### YOUR OBJECTIVE
Pull every line holding the word "with" out of the data and copy it.

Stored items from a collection

/---

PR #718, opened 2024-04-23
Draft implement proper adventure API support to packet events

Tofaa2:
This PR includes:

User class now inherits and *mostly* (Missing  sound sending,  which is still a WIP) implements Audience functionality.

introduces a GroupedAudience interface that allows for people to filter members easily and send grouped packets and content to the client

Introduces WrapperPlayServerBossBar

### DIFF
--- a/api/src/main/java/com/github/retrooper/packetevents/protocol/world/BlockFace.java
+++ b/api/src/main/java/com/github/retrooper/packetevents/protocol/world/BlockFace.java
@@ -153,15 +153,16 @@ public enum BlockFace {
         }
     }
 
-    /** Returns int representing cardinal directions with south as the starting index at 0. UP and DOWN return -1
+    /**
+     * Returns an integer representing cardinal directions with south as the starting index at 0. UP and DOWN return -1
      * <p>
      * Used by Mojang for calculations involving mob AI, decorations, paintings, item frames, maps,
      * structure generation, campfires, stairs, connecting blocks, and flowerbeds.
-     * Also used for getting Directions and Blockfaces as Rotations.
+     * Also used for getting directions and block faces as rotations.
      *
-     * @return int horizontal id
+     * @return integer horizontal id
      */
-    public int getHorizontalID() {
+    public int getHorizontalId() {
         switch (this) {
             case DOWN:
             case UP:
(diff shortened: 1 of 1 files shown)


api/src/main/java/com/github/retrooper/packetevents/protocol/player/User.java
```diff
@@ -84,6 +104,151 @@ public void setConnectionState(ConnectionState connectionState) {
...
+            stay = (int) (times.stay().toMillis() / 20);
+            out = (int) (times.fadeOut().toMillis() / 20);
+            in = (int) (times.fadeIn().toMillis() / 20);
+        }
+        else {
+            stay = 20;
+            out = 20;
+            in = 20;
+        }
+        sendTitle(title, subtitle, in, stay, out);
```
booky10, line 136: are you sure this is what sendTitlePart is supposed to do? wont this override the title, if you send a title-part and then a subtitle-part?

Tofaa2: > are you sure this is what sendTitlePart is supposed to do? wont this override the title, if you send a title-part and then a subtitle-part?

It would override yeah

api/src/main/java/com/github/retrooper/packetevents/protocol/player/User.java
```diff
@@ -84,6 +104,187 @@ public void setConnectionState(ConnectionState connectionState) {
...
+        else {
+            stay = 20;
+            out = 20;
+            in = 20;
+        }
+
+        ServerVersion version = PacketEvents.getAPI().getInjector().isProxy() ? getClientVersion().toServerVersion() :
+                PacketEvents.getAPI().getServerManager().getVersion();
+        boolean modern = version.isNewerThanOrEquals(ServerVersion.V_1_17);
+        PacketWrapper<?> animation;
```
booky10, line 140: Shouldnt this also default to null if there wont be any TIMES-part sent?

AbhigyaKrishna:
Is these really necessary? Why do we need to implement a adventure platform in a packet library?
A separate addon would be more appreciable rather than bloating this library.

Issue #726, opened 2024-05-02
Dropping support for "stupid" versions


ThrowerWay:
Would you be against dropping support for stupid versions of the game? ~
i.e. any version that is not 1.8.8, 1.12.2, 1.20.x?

\---

### ANSWER
-    /** Returns int representing cardinal directions with south as the starting index at 0. UP and DOWN return -1
+     * Returns an integer representing cardinal directions with south as the starting index at 0. UP and DOWN return -1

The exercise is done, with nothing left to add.